- Location of Saginaw, Missouri
- Coordinates: 37°01′34″N 94°28′21″W﻿ / ﻿37.02611°N 94.47250°W
- Country: United States
- State: Missouri
- County: Newton

Area
- • Total: 0.83 sq mi (2.14 km^{2})
- • Land: 0.83 sq mi (2.14 km^{2})
- • Water: 0.0039 sq mi (0.01 km^{2})
- Elevation: 1,001 ft (305 m)

Population (2020)
- • Total: 300
- • Density: 363.5/sq mi (140.34/km^{2})
- Time zone: UTC-6 (Central (CST))
- • Summer (DST): UTC-5 (CDT)
- ZIP code: 64864
- Area code: 417
- FIPS code: 29-63902
- GNIS feature ID: 2399155
- Website: saginawmo.com

= Saginaw, Missouri =

Saginaw is a village in Newton County, Missouri, United States. As of the 2020 census, Saginaw had a population of 300. It is part of the Joplin, Missouri Metropolitan Statistical Area.
==Geography==

According to the United States Census Bureau, the village has a total area of 0.83 sqmi, all land.

The terrain is rolling hills and bluffs and features the Ozark hickory and oak forest which are typical of the region. Shoal Creek, the third-largest tributary of the ecologically important Spring River watershed, straddles its southern boundary.

==History==
Saginaw was originally named Thurman, after one Mr. Thurman the proprietor of a local country store. A post office called Thurman was established in 1873, and the name was changed to Saginaw in 1889. The present name is after Saginaw, Michigan.

==Demographics==

Historical population
| Census | Pop. | Note | %± |
| 1960 | 188 |  | — |
| 1970 | 224 |  | 19.1% |
| 1980 | 293 |  | 30.8% |
| 1990 | 384 |  | 31.1% |
| 2000 | 276 |  | −28.1% |
| 2010 | 297 |  | 7.6% |
| 2020 | 300 |  | 1.0% |
U.S. Decennial Census

===2010 census===
As of the census of 2010, there were 297 people, 129 households, and 81 families living in the village. The population density was 357.8 PD/sqmi. There were 138 housing units at an average density of 166.3 /sqmi. The racial makeup of the village was 94.3% White, 0.3% African American, 3.4% Native American, 0.3% Pacific Islander, 0.3% from other races, and 1.3% from two or more races. Hispanic or Latino of any race were 2.0% of the population.

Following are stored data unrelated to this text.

Issue #436, opened 2024-07-17
Add `RigidBodyDisabled` and `ColliderDisabled`


janhohenheim:
Needed by @kaosat-dev for nicer Blenvy support.

PR #536, opened 2024-10-17
Add `RigidBodyDisabled`

Jondolf:
# Objective

Fixes part of #436.

A pretty common user request is to be able to temporarily disable rigid bodies without removing them from the world. This can be done by removing `RigidBody`, but this loses the type of rigid body, makes queries a bit more annoying, and can involve somewhat expensive clean-up.

In the absence of general-purpose component disabling in Bevy, it would be useful to have a `RigidBodyDisabled` marker that can be used to temporarily remove a body from the simulation.

## Solution

Add a `RigidBodyDisabled` marker component. It disables velocity, forces, contact response, and attached joints. It does *not* disable collision detection or spatial queries for attached colliders however; that should be handled with a separate `ColliderDisabled` component in a follow-up.

### DIFF
--- a/src/dynamics/solver/mod.rs
+++ b/src/dynamics/solver/mod.rs
@@ -151,7 +151,7 @@ impl Plugin for SolverPlugin {
         // Solve velocities using a position bias.
         substeps.add_systems(
             (
-                |mut bodies: Query<RigidBodyQuery>,
+                |mut bodies: Query<RigidBodyQuery, Without<RigidBodyDisabled>>,
                  mut constraints: ResMut<ContactConstraints>,
                  solver_config: Res<SolverConfig>,
                  length_unit: Res<PhysicsLengthUnit>,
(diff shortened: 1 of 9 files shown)


src/dynamics/solver/mod.rs
```diff
@@ -149,57 +149,24 @@ impl Plugin for SolverPlugin {
...
-                        time.delta_seconds_adjusted(),
-                        1,
-                        true,
-                        solver_config.max_overlap_solve_speed * length_unit.0,
-                    );
-                },
-            )
-                .in_set(SubstepSolverSet::SolveConstraints),
-        );
+        substeps.add_systems(solve_contacts::<true>.in_set(SubstepSolverSet::SolveConstraints));
```
Jondolf, line 152: This is an unrelated change, but I also finally decided to clean up the system registration here and made it use named systems instead of the mysterious anonymous closures that show up in traces.

PR #124, opened 2024-03-13
feat(PL-2470): add joy release links command

silphid:


j-martin (commented):
I've played around with it. It seems to be working well enough!

I think we should be able to [add links to projects and releases](https://github.com/nestoca/catalog/pull/1448#discussion_r1524230297)

Side note (as in, in another PR/ticket), I think we should improve how the fuzzy finder works.

Right now the user is expected to type the exact and correct arguments, but it would be nice if it worked like `fzf` (example below).

```
go run ./cmd/joy release open --env prod acco actio
Error: environment "prod" not found
exit status 1
```

It would already be much more useful if the potential choices would be outputted.

```
$ echo '123\nabc\ndef' | fzf --select-1 --query b
abc
```

davidmdm (approved):

PR #131, opened 2024-03-22
feat/PL 2554/support chart refs

davidmdm:
This PR adds support for chart refs:

# Changes

## Features

Going forward known charts will be configured from the catalog's `joy.yaml` and be referenced by environments and releases.

Releases will retain the ability to define their own chart but if they do so must define the chart in full.
If using a chart reference, release's may override the desired version.
Environments can control the default version of a ref for that environment.

## Refactoring

This PR touches a lot of code because we've moved the catalog to be loaded at startup within the prerun of the root command, it is then passed via context to the subcommands. This means that there's only one point entry for catalog loading, and that the catalog no longer has load options, simplifying the use of the catalog and allowing for tests to have tests at the command level without a test filesystem.

This refactoring was necessary since the change to support chart refs needed to modify how the catalog was loaded in every command, and this was too tedious.


silphid (approved):
LGTM! 👍

alexstojda:
@davidmdm you have a non-conventional commit in here, please be sure to edit the commit message, or squash merge :) 

(Still reviewing)

alexstojda (changes requested):
Just a small nit about modifying the CHANGELOG

Also, it would be great if you could include a summary / description of the changes in the PR, especially when the changes are this big :)

PR #137, opened 2024-03-26
fix/PL 2584/fix rel prom

davidmdm:
- **fix(PL-2584): fix withEnvironments and build promote**
- **fix(PL-2584): fix withEnvironments and build promote**
- **fix(PL-2584): fix rel prom**


silphid (approved):
LGTM! 👍

PR #140, opened 2024-03-27
fix(PL-2557): use moq for chart rendering tests

davidmdm:


alexstojda (approved):
This was supposed to be for next week ;P

PR #141, opened 2024-03-27
feat(PL-2530): add joy extensions

silphid:
See documentation:
* [How to list and execute joy extension scripts](https://nestoca.atlassian.net/wiki/spaces/DEVOPS/pages/2669936744/Internal+Developer+Platform#How-to-list-and-execute-joy-extension-scripts)
* [How to create your own joy extension scripts](https://nestoca.atlassian.net/wiki/spaces/DEVOPS/pages/2669936744/Internal+Developer+Platform#How-to-create-your-own-joy-extension-scripts)

### DIFF
--- a/cmd/joy/execute.go
+++ b/cmd/joy/execute.go
@@ -1,0 +1,186 @@
+package main
+
+import (
+	"encoding/json"
+	"fmt"
+	"os"
+	"os/exec"
+	"path/filepath"
+	"sort"
+	"strings"
+
+	"github.com/nestoca/survey/v2"
+
+	"github.com/nestoca/joy/internal/config"
+
+	"github.com/spf13/cobra"
+)
+
+func NewExecuteCmd() *cobra.Command {
+	var list bool
+	var jsonOutput bool
+	cmd := &cobra.Command{
+		Use:     "execute",
+		Aliases: []string{"exec", "x"},
+		Args:    cobra.ArbitraryArgs,
+		Short:   "Execute user joy scripts",
+		Long:    `Execute custom user joy scripts.`,
+		RunE: func(cmd *cobra.Command, args []string) error {
+			cfg := config.FromContext(cmd.Context())
+			searchPath := os.Getenv("PATH")
+
+			scripts, err := getScripts(cfg.CatalogDir, searchPath)
+			if err != nil {
+				return fmt.Errorf("getting scripts: %w", err)
+			}
+
+			if list {
+				if jsonOutput {
+					output, err := formatScriptsAsJson(scripts)
+					if err != nil {
+						return fmt.Errorf("formatting scripts as JSON: %w", err)
+					}
+					_, err = fmt.Fprintln(cmd.OutOrStdout(), output)
+					return err
+				}
+
+				_, err = fmt.Fprintln(cmd.OutOrStdout(), formatScripts(scripts))
+				return err
+			}
+
+			script, err := func() (Script, error) {
+				if len(args) == 0 {
+					script, err := selectScript(scripts)
+					if err != nil {
+						return Script{}, fmt.Errorf("selecting script: %w", err)
+					}
+					return script, nil
+				}
+
+				script, err := getScript(scripts, args[0])
+				if err != nil {
+					return Script{}, fmt.Errorf("getting script: %w", err)
+				}
+				args = args[1:]
+				return script, nil
+			}()
+
+			return execute(cfg.CatalogDir, script.Path, args)
+		},
+	}
+
+	cmd.Flags().BoolVarP(&list, "list", "l", false, "List available scripts")
+	cmd.Flags().BoolVarP(&jsonOutput, "json", "j", false, "Output as JSON")
+
+	return cmd
+}
+
+func selectScript(scripts []Script) (Script, error) {
+	var scriptNames []string
+	for _, script := range scripts {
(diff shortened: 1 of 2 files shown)


cmd/joy/execute.go
```diff
@@ -0,0 +1,184 @@
...
+				return fmt.Errorf("getting scripts: %w", err)
+			}
+
+			if list {
+				if jsonOutput {
+					output, err := formatScriptsAsJson(scripts)
+					if err != nil {
+						return fmt.Errorf("formatting scripts as JSON: %w", err)
+					}
+					fmt.Println(output)
```
davidmdm, line 43: fmt.Fprintln(cmd.OutOrStdout(), ...)

cmd/joy/execute.go
```diff
@@ -0,0 +1,184 @@
...
+					return nil
+				}
+
+				fmt.Println(formatScripts(scripts))
+				return nil
+			}
+
+			var script Script
```
davidmdm, line 51: looks like a beautiful place for an IIFE

cmd/joy/execute.go
```diff
@@ -0,0 +1,184 @@
...
+			continue
+		}
+		name := file.Name()
+		scriptsMap[name] = Script{
+			Name: name,
+			Path: filepath.Join(catalogBinDir, file.Name()),
+		}
+	}
+
+	searchDirs := filepath.SplitList(searchPath)
```
davidmdm, line 115: I would recommend KISS: joy is wired to work with a catalog. Joy extensions should only live in the catalog, as the extensions are meant to extend the behaviour of that catalog.  Let's not look for scripts in the user's PATH.

davidmdm: In that sense we don't even need "joy" prefixes.

davidmdm: Then we don't even need a type Script, it would just be the filenames under `catalog/bin`

cmd/joy/execute.go
```diff
@@ -0,0 +1,184 @@
...
+			return script, nil
+		}
+	}
+	return Script{}, fmt.Errorf("script %q not found", scriptName)
+}
+
+func execute(catalogDir, scriptPath string, args []string) error {
+	cmd := exec.Command(scriptPath, args...)
+	cmd.Env = os.Environ()
+	cmd.Env = append(cmd.Env, fmt.Sprintf("JOY_CATALOG_DIR=%s", catalogDir))
```
davidmdm, line 179:
```
cmd.Env = append(os.Environ(), ...)
```

cmd/joy/execute.go
silphid: I disagree, part of the goal is to allow power users to create their own scripts! 🤷

silphid: And that loosely follows the same way that `kubectl` extensions can be defined, by defining them with the `kubectl-` prefix and placing them in your `PATH`.

davidmdm (approved):

cmd/joy/execute.go
```diff
@@ -0,0 +1,186 @@
...
+
+	"github.com/spf13/cobra"
+)
+
+func NewExecuteCmd() *cobra.Command {
+	var list bool
+	var jsonOutput bool
+	cmd := &cobra.Command{
+		Use:     "execute",
+		Aliases: []string{"exec", "x"},
```
j-martin, line 24: `e` is not used, is your intent to use it for `environment`?

```suggestion
		Aliases: []string{"exec", "e"},
```

cmd/joy/execute.go
davidmdm: I really don't see the difference for a power user between invoking an extension like so:
```
joy exec extension
---
joy-extension
```

I am not sure the environment variable injection adds much value, and it basically encourages users to have private scripts instead of developing useful utilities in the public eye.

Less is more. More is only ever more, when it is less.

j-martin: You better check my `PATH`! ;) 

`git` also did the same thing well before k8s was a thing.

cmd/joy/execute.go
```diff
@@ -0,0 +1,186 @@
...
+		if script.Name == scriptName {
+			return script, nil
+		}
+	}
+	return Script{}, fmt.Errorf("script %q not found", scriptName)
+}
+
+func execute(catalogDir, scriptPath string, args []string) error {
+	cmd := exec.Command(scriptPath, args...)
+	cmd.Env = append(os.Environ(), fmt.Sprintf("JOY_CATALOG_DIR=%s", catalogDir))
```
j-martin, line 181: That seems to be a good enough way to tell the script where we are running. I was debating if the working directory should be the catalog dir, but your approach is more flexible.

I'll update `k8s-apply-vpa-recommendations.sh` once this is merged.

cmd/joy/execute.go
silphid: Indeed. Though it unifies user scripts with catalog scripts, makes them discoverable with `joy exec --list`, and automatically injects the `JOY_CATALOG_DIR` env var.  And eventually we can pass more context to those scripts.

cmd/joy/execute.go
silphid: Yeah, `e` will be used for `environments`, for one-letter command lovers like yourself! 😄

PR #143, opened 2024-03-27
feat(PL-2602): joy rel ls --json

silphid:
See documentation [here](https://nestoca.atlassian.net/wiki/spaces/DEVOPS/pages/2669936744/Internal+Developer+Platform#How-to-create-your-own-joy-extension-scripts) for an example script that uses `joy rel ls --json`.

Actually, here it is:
```
#!/usr/bin/env bash
joy release list --env staging --json 2>/dev/null | 
    jq -r '.crossReleases[] | select(.name == "accounts") | .releases[] | select(.status == "ahead") | "\(.metadata.name): \(.version)"'
```

It would be great to internally do the equivalent of `2>/dev/null` for `--json` output, otherwise it clutters up the output (even if it's now sent to `stderr`, the user still sees it).

### DIFF
--- a/cmd/joy/release.go
+++ b/cmd/joy/release.go
@@ -60,9 +60,11 @@ func NewReleaseCmd() *cobra.Command {
 func NewReleaseListCmd() *cobra.Command {
 	var releases, envs, owners string
 	var narrow, wide bool
+	var jsonOutput bool
 	cmd := &cobra.Command{
 		Use:     "list",
-		Aliases: []string{"ls"},
+		Aliases: []string{"ls", "l"},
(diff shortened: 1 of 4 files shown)


j-martin (approved):
I didn't ask for it, but I like it!

davidmdm (approved):
Although I stand by my comment, if it works it works.

silphid:
> I think building all this information in the return of the list is not necessary
Again, let me disagree. That's precisely the kind of information we need to create good scripts and automations, like my example in the description. Otherwise, the json output is not that useful really.

PR #146, opened 2024-04-02
test(PL-2576): add joy build promote e2e tests

silphid:


internal/build/promote.go
```diff
@@ -51,7 +51,6 @@ func Promote(opts Opts) error {
 		promotionCount++
 	}
 
-	// Print summary
```
davidmdm, line 54: ❤️

davidmdm (approved):
The test cases are good.

My only nit is that for error condition tests (the ones that do not write to disk but will return an error), it would be more elegant to code the catalog in memory instead of from an FS.

Approved nonetheless!

PR #147, opened 2024-04-02
fix(PL2614): update catalog and config on catalog pull

davidmdm:
This PR updates the EnsureCleanAndUpToDateWorkingCopy function such that it will update the config and catalog context objects.

The one issue with this approach is that we don't run the same checks as the root, such as checking joy min Versions, etc.

However we weren't doing so before, so this is not a regression. But we will need to think on it for a future task.

### DIFF
--- a/internal/git/clean_working_copy.go
+++ b/internal/git/clean_working_copy.go
@@ -1,24 +1,15 @@
 package git
 
 import (
-	"context"
 	"fmt"
 	"os"
 	"strings"
 
-	"github.com/nestoca/joy/internal/config"
 	"github.com/nestoca/joy/internal/style"
 )
 
-func EnsureCleanAndUpToDateWorkingCopy(ctx context.Context) error {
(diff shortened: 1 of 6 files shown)


silphid (approved):

internal/git/clean_working_copy.go
```diff
@@ -1,24 +1,15 @@
...
 	"os"
 	"strings"
 
-	"github.com/nestoca/joy/internal/config"
 	"github.com/nestoca/joy/internal/style"
 )
 
-func EnsureCleanAndUpToDateWorkingCopy(ctx context.Context) error {
-	if config.FlagsFromContext(ctx).SkipCatalogUpdate {
-		_, _ = fmt.Fprintln(os.Stderr, "ℹ️ Skipping catalog update and dirty check.")
```
silphid, line 15: J'aurais peut-être juste gardé ce print info?

silphid (approved):
Génial! Juste un commentaire mineur...

PR #151, opened 2024-04-03
feat(PL-2615): add support for bulk promotions

davidmdm:


cmd/joy/release_promote_filters_test.go
```diff
@@ -0,0 +1,222 @@
...
+			}
+
+			for _, cross := range cat.Releases.Items {
+				for _, rel := range cross.Releases {
+					if rel == nil {
+						continue
+					}
+					require.NoError(t, yaml.Unmarshal(rel.File.Yaml, &rel))
+				}
+			}
```
silphid, line 240: Wouldn't it be possible to merge those two loops?

cmd/joy/release_promote_filters_test.go
```diff
@@ -0,0 +1,222 @@
...
+				{
+					Name:   "pre-release-target",
+					Source: &TestFile{Path: "alpha-source.yaml", Content: "{spec: {version: 1.2.3}}"},
+					Target: &TestFile{Path: "alpha-target.yaml", Content: "{spec: {version: 1.0.0-some-feature}}"},
+				},
+				{
+					Name:   "nil-target",
+					Source: &TestFile{Path: "beta-source.yaml", Content: "{spec: {version: 3.2.1}}"},
+					Target: nil,
+				},
```
silphid, line 158: Maybe just add a comment to explain why this nil target matters in this test? Otherwise, it may look like testing two different cases in the same test, whereas it's really related. Or maybe it could be broken down into two separate tests to make things clearer(?)

silphid (approved):
Great work! 👍  Just a few comments, but still approving!

cmd/joy/release.go
```diff
@@ -222,9 +241,12 @@ func NewReleasePromoteCmd(preRunConfigs PreRunConfigs) *cobra.Command {
 	cmd.Flags().StringSliceVar(&templateVars, "template-var", nil, "Variable to pass to PR/commit templates, in the form of key=value (flag can be specified multiple times)")
 	cmd.Flags().BoolVarP(&narrow, "narrow", "n", false, "Use narrow columns mode")
 	cmd.Flags().BoolVarP(&wide, "wide", "w", false, "Use wide columns mode")
+	cmd.Flags().BoolVar(&all, "all", false, "select all releases")
+	cmd.Flags().BoolVar(&keepPreRelease, "keep-pre-release", false, "do not promote releases that are pre-releases in target env")
```
j-martin, line 245: With the usage of `--omit` should we call this `--omit-pre-release`?

```suggestion
	cmd.Flags().BoolVar(&keepPreRelease, "omit-pre-release", false, "Do not promote releases that are pre-releases in target env")
```

cmd/joy/release_promote_filters_test.go
davidmdm: It is totally possible but it hurts readability in my opinion

cmd/joy/release.go
```diff
@@ -222,9 +241,12 @@ func NewReleasePromoteCmd(preRunConfigs PreRunConfigs) *cobra.Command {
...
+	cmd.Flags().StringSliceVar(&omit, "omit", nil, "releases to omit from promotion")
```
j-martin, line 246: Casing

```suggestion
	cmd.Flags().StringSliceVar(&omit, "omit", nil, "Releases to omit from promotion")
```

cmd/joy/release.go
```diff
@@ -222,9 +241,12 @@ func NewReleasePromoteCmd(preRunConfigs PreRunConfigs) *cobra.Command {
 	cmd.Flags().StringSliceVar(&templateVars, "template-var", nil, "Variable to pass to PR/commit templates, in the form of key=value (flag can be specified multiple times)")
 	cmd.Flags().BoolVarP(&narrow, "narrow", "n", false, "Use narrow columns mode")
 	cmd.Flags().BoolVarP(&wide, "wide", "w", false, "Use wide columns mode")
+	cmd.Flags().BoolVar(&all, "all", false, "select all releases")
```
j-martin, line 244: I wonder if it would make more sense to pass this as a positional arg like a release, where if `release=all`, then load all.

cmd/joy/release.go
davidmdm: omit is not about prereleases, its about omitting any release. So you could do:

```
joy rel prom --all --omit servicing
```

cmd/joy/release.go
davidmdm: I know some apis do this, but I don't love it. Now your positional args has a special name that releases can't have. 
I know its not a name we would ever use. But still. The dashes to make it a flag is tried and true!

cmd/joy/release_promote_filters_test.go
silphid: If there's anything, current implementation left me more confused, not understanding why looping twice over the same items.  Here's what it would look like, not finding it less readable really:
```go
			for _, release := range tc.Releases {
				crossRel := cross.Release{
					Name: release.Name,
					Releases: []*v1alpha1.Release{
						v1alpha1Release(release, source, release.Source),
						v1alpha1Release(release, target, release.Target),
					},
				}
				cat.Releases.Items = append(cat.Releases.Items, &crossRel)
				for _, rel := range crossRel.Releases {
					if rel == nil {
						continue
					}
					require.NoError(t, yaml.Unmarshal(rel.File.Yaml, &rel))
				}
			}
```

cmd/joy/release.go
davidmdm: I find the directionality very confusing.

Are we omitting prereleases from the source? Are omitting updates to the target if its a prerelease?

To me "keep" or "preserve" indicates to my brain that we are talking about the target environment... Although the english language is ambiguous.

silphid: I'd be OK with that, sorry David I know it's my fault we went with "pre-release"! ;)

cmd/joy/release.go
silphid: Not super in favour of special-meaning names, we successfully were able to avoid those up to now! 😁 `--all` also has the great advantage of being self-documenting, as opposed to special names.

cmd/joy/release.go
j-martin: > Are we omitting prereleases from the source? Are omitting updates to the target if its a prerelease?

You got a point, I would argue that is why there is a flag description. 

In practice, QA (the source in 99% of cases) has only regular releases. 🤷‍♂️

silphid: I admit that "keep" has no ambiguity, whereas "omit" definitely has

cmd/joy/release_promote_filters_test.go
davidmdm: I guess it is a matter of opinion. I will change it!

cmd/joy/release.go
```diff
@@ -126,23 +127,34 @@ func NewReleaseListCmd(preRunConfigs PreRunConfigs) *cobra.Command {
...
-		Args:    cobra.RangeArgs(0, 1),
 		PreRunE: func(cmd *cobra.Command, args []string) error {
 			if autoMerge && draft {
 				return fmt.Errorf("flags --auto-merge and --draft cannot be used together")
 			}
 			if noPrompt {
-				if len(args) == 0 {
-					return fmt.Errorf("releases are required when no-prompt is set")
+				if len(args) == 0 && !all {
+					return fmt.Errorf("one of releases or all are required when no-prompt is set")
```
j-martin, line 157:
```suggestion
					return fmt.Errorf("one of releases or --all are required when no-prompt is set")
```

cmd/joy/release.go
j-martin: My thought it that both the `--keep-prerelease` and `--omit` both more or less do the same thing (preventing promotions), but have different names:

`... --all --keep-prerelease --omit accounts --omit salesforce`

That being said, if you guys are adamant about it, I won't block you.

cmd/joy/release.go
j-martin: Fair enough, we got a check to only accept the positional arg(s) or the flag, so we should be good.

https://github.com/nestoca/joy/pull/151/files?w=1#diff-decfa809d626e940d8f9f17e4be211eb2af9b99e02cbd12d93500b3e5cc73a3eR156

PR #157, opened 2024-04-09
test(PL-2576): add joy release promote e2e tests

silphid:


cmd/joy/release_promote_test.go
```diff
@@ -0,0 +1,205 @@
...
+
+func TestPromoteAllReleasesFromStagingToProd(t *testing.T) {
+	dir, output, err := executeReleasePromoteCommand(t, NewReleasePromoteCmd(PromoteParams{PreRunConfigs: make(PreRunConfigs)}),
+		"--source", "staging",
+		"--target", "prod",
+		"--no-prompt",
+		"--draft",
+		"--template-var", "triggeredBy=john.doe",
+		"foo")
+	fmt.Println(output)
```
davidmdm, line 57: console.log lifestlye!

cmd/joy/release_promote_test.go
```diff
@@ -0,0 +1,205 @@
...
+	require.NoError(t, err)
+
+	prURLRegex := regexp.MustCompile(`Created draft pull request: https://github.com/nestoca/joy-release-promote-test/pull/([0-9]+)`)
+	match := prURLRegex.FindStringSubmatch(output)
+	require.NotNil(t, match)
+	prURL := match[1]
+	t.Cleanup(func() {
+		closePR(t, dir, prURL)
```
davidmdm, line 65: I think in this case, you don't need to capture the variables in the closure. 

This should do the trick:
```go
defer closePR(t, dir, prURL)
```

cmd/joy/release_promote_test.go
```diff
@@ -0,0 +1,205 @@
...
+)
+
+func executeReleasePromoteCommand(t *testing.T, cmd *cobra.Command, args ...string) (string, string, error) {
+	dir := testutils.CloneToTempDir(t, "joy-release-promote-test")
+
+	cat, err := catalog.Load(dir, nil)
+	assert.NoError(t, err)
+
+	cfg, err := config.Load(dir, dir)
+	assert.NoError(t, err)
```
ayahajar, line 36: Let's stick to using require only

davidmdm: Big plus one to this!

cmd/joy/release_promote_test.go
silphid: What's the difference between `t.Cleanup()` and `defer`, any clue why they introduced `t.Cleanup()`?

davidmdm (approved):

cmd/joy/release_promote_test.go
```diff
@@ -0,0 +1,194 @@
...
+
+	branchRegex := regexp.MustCompile(`Committed and pushed new branch (promote-foo-from-staging-to-prod-([0-9a-f-]+)) with message:`)
+	match = branchRegex.FindStringSubmatch(output)
+	require.NotNil(t, match, "Branch name should be specified in output:\n"+output+"\n---")
+	branch := match[1]
+
+	require.NoError(t, git.Checkout(dir, branch))
+	actual, err := os.ReadFile(filepath.Join(dir, "environments/prod/foo.yaml"))
+	require.NoError(t, err)
+	expected := `apiVersion: joy.nesto.ca/v1alpha1
```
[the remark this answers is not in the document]
silphid: Using string comparison here, so we would need to parse both actual and expected strings to perform comparison if that were JSON...

cmd/joy/release_promote_test.go
davidmdm: So I had to read about this. `t.Cleanup` is needed for tests marked with t.Parrallel(), because the testing framework needs to be aware of the subtests. 

The function passes through all of the subtests and registers them to run, if all subtests are marked as parrallel they will continue async and the main function will exit before the subtests finish and so parent defers would run before their subtests finish potentially.

Hence, t.Cleanup is to be used for scheduling cleanup when you have parrallel subtests.

It's quite `niché`

cmd/joy/release_promote_test.go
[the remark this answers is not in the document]
davidmdm: This is going to my list of why we cannot have nice things.

Require package has `require.EqualJSON` which allows you to compare two strings as equivalent json objects, we would need to write the equivalent `EqualYAML` helper, which is probably not justified just to please my eyes.

ayahajar (approved):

There were 129 households, of which 26.4% had children under the age of 18 living with them, 49.6% were married couples living together, 9.3% had a female householder with no husband present, 3.9% had a male householder with no wife present, and 37.2% were non-families. 24.8% of all households were made up of individuals, and 4.6% had someone living alone who was 65 years of age or older. The average household size was 2.30 and the average family size was 2.80.

The median age in the village was 45.2 years. 20.2% of residents were under the age of 18; 5.4% were between the ages of 18 and 24; 24% were from 25 to 44; 36.1% were from 45 to 64; and 14.5% were 65 years of age or older. The gender makeup of the village was 53.2% male and 46.8% female.

===2000 census===
As of the census of 2000, there were 276 people, 115 households, and 77 families living in the village. The population density was 337.2 PD/sqmi. There were 126 housing units at an average density of 153.9 /sqmi. The racial makeup of the village was 93.12% White, 0.72% African American, 3.99% Native American, and 2.17% from two or more races. Hispanic or Latino of any race were 1.09% of the population.

There were 115 households, out of which 27.0% had children under the age of 18 living with them, 60.0% were married couples living together, 5.2% had a female householder with no husband present, and 32.2% were non-families. 23.5% of all households were made up of individuals, and 6.1% had someone living alone who was 65 years of age or older. The average household size was 2.40 and the average family size was 2.88.

In the village, the population was spread out, with 22.1% under the age of 18, 6.2% from 18 to 24, 31.2% from 25 to 44, 27.9% from 45 to 64, and 12.7% who were 65 years of age or older. The median age was 41 years. For every 100 females, there were 94.4 males. For every 100 females age 18 and over, there were 104.8 males.

The median income for a household in the village was $42,083, and the median income for a family was $51,250. Males had a median income of $31,250 versus $21,250 for females. The per capita income for the village was $22,639. About 7.2% of families and 9.1% of the population were below the poverty line, including 8.7% of those under the age of eighteen and 19.4% of those 65 or over.

==Education==
The school district is Joplin School District. Zoned schools include: Stapleton Elementary School and South Middle School, with all school district residents zoned to Joplin High School.